> [THE TASK] Your job is to write out each record exactly, leaving none out.

BEGIN

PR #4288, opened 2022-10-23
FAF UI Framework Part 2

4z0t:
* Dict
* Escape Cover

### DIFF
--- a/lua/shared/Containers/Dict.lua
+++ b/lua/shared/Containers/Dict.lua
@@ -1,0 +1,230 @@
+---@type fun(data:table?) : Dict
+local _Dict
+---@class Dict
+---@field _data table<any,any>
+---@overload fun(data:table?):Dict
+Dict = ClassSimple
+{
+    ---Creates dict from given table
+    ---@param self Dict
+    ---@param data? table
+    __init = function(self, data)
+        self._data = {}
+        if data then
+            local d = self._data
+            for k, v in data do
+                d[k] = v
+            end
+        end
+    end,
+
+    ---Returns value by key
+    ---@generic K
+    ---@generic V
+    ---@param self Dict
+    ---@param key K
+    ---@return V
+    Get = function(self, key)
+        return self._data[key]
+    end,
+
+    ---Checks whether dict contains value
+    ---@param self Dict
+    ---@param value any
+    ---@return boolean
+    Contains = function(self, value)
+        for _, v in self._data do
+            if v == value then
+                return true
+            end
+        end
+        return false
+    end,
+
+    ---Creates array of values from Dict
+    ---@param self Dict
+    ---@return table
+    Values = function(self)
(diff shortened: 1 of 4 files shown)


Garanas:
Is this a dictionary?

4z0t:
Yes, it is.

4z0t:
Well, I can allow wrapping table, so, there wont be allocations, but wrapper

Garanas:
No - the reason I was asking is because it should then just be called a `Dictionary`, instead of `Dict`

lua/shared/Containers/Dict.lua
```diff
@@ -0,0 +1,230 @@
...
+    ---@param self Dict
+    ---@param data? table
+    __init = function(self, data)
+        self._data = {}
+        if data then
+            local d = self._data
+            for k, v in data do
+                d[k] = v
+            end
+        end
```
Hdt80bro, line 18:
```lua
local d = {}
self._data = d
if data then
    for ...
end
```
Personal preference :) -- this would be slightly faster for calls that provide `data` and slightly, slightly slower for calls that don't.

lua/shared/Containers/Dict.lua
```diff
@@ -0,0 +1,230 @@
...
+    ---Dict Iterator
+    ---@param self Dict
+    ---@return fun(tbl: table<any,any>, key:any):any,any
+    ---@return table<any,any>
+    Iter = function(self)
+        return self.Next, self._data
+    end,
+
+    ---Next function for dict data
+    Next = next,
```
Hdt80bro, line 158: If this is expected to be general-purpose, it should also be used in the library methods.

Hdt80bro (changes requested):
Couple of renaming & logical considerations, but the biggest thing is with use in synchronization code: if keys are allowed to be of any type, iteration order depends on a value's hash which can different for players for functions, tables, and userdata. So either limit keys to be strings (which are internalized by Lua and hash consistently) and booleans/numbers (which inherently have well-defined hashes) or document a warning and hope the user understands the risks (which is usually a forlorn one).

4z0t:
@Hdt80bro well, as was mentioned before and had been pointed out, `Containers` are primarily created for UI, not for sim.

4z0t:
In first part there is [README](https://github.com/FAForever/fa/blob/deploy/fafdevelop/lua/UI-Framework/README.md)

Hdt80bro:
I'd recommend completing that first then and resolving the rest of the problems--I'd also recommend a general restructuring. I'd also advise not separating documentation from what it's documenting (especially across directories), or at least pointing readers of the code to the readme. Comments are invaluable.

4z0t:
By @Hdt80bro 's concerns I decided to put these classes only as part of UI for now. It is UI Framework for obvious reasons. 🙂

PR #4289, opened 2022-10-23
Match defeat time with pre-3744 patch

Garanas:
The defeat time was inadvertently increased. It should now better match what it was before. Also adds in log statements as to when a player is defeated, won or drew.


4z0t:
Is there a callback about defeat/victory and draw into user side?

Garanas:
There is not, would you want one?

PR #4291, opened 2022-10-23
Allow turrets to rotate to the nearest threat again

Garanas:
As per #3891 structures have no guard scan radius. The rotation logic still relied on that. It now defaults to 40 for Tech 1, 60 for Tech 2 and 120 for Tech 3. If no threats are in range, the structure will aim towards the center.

END

> [SOLUTION FOR THIS TASK]
PR #4288, opened 2022-10-23
FAF UI Framework Part 2

4z0t:
* Dict
* Escape Cover

### DIFF
--- a/lua/shared/Containers/Dict.lua
+++ b/lua/shared/Containers/Dict.lua
@@ -1,0 +1,230 @@
+---@type fun(data:table?) : Dict
+local _Dict
+---@class Dict
+---@field _data table<any,any>
+---@overload fun(data:table?):Dict
+Dict = ClassSimple
+{
+    ---Creates dict from given table
+    ---@param self Dict
+    ---@param data? table
+    __init = function(self, data)
+        self._data = {}
+        if data then
+            local d = self._data
+            for k, v in data do
+                d[k] = v
+            end
+        end
+    end,
+
+    ---Returns value by key
+    ---@generic K
+    ---@generic V
+    ---@param self Dict
+    ---@param key K
+    ---@return V
+    Get = function(self, key)
+        return self._data[key]
+    end,
+
+    ---Checks whether dict contains value
+    ---@param self Dict
+    ---@param value any
+    ---@return boolean
+    Contains = function(self, value)
+        for _, v in self._data do
+            if v == value then
+                return true
+            end
+        end
+        return false
+    end,
+
+    ---Creates array of values from Dict
+    ---@param self Dict
+    ---@return table
+    Values = function(self)
(diff shortened: 1 of 4 files shown)


Garanas:
Is this a dictionary?

4z0t:
Yes, it is.

4z0t:
Well, I can allow wrapping table, so, there wont be allocations, but wrapper

Garanas:
No - the reason I was asking is because it should then just be called a `Dictionary`, instead of `Dict`

lua/shared/Containers/Dict.lua
```diff
@@ -0,0 +1,230 @@
...
+    ---@param self Dict
+    ---@param data? table
+    __init = function(self, data)
+        self._data = {}
+        if data then
+            local d = self._data
+            for k, v in data do
+                d[k] = v
+            end
+        end
```
Hdt80bro, line 18:
```lua
local d = {}
self._data = d
if data then
    for ...
end
```
Personal preference :) -- this would be slightly faster for calls that provide `data` and slightly, slightly slower for calls that don't.

lua/shared/Containers/Dict.lua
```diff
@@ -0,0 +1,230 @@
...
+    ---Dict Iterator
+    ---@param self Dict
+    ---@return fun(tbl: table<any,any>, key:any):any,any
+    ---@return table<any,any>
+    Iter = function(self)
+        return self.Next, self._data
+    end,
+
+    ---Next function for dict data
+    Next = next,
```
Hdt80bro, line 158: If this is expected to be general-purpose, it should also be used in the library methods.

Hdt80bro (changes requested):
Couple of renaming & logical considerations, but the biggest thing is with use in synchronization code: if keys are allowed to be of any type, iteration order depends on a value's hash which can different for players for functions, tables, and userdata. So either limit keys to be strings (which are internalized by Lua and hash consistently) and booleans/numbers (which inherently have well-defined hashes) or document a warning and hope the user understands the risks (which is usually a forlorn one).

4z0t:
@Hdt80bro well, as was mentioned before and had been pointed out, `Containers` are primarily created for UI, not for sim.

4z0t:
In first part there is [README](https://github.com/FAForever/fa/blob/deploy/fafdevelop/lua/UI-Framework/README.md)

Hdt80bro:
I'd recommend completing that first then and resolving the rest of the problems--I'd also recommend a general restructuring. I'd also advise not separating documentation from what it's documenting (especially across directories), or at least pointing readers of the code to the readme. Comments are invaluable.

4z0t:
By @Hdt80bro 's concerns I decided to put these classes only as part of UI for now. It is UI Framework for obvious reasons. 🙂

PR #4289, opened 2022-10-23
Match defeat time with pre-3744 patch

Garanas:
The defeat time was inadvertently increased. It should now better match what it was before. Also adds in log statements as to when a player is defeated, won or drew.


4z0t:
Is there a callback about defeat/victory and draw into user side?

Garanas:
There is not, would you want one?

PR #4291, opened 2022-10-23
Allow turrets to rotate to the nearest threat again

Garanas:
As per #3891 structures have no guard scan radius. The rotation logic still relied on that. It now defaults to 40 for Tech 1, 60 for Tech 2 and 120 for Tech 3. If no threats are in range, the structure will aim towards the center.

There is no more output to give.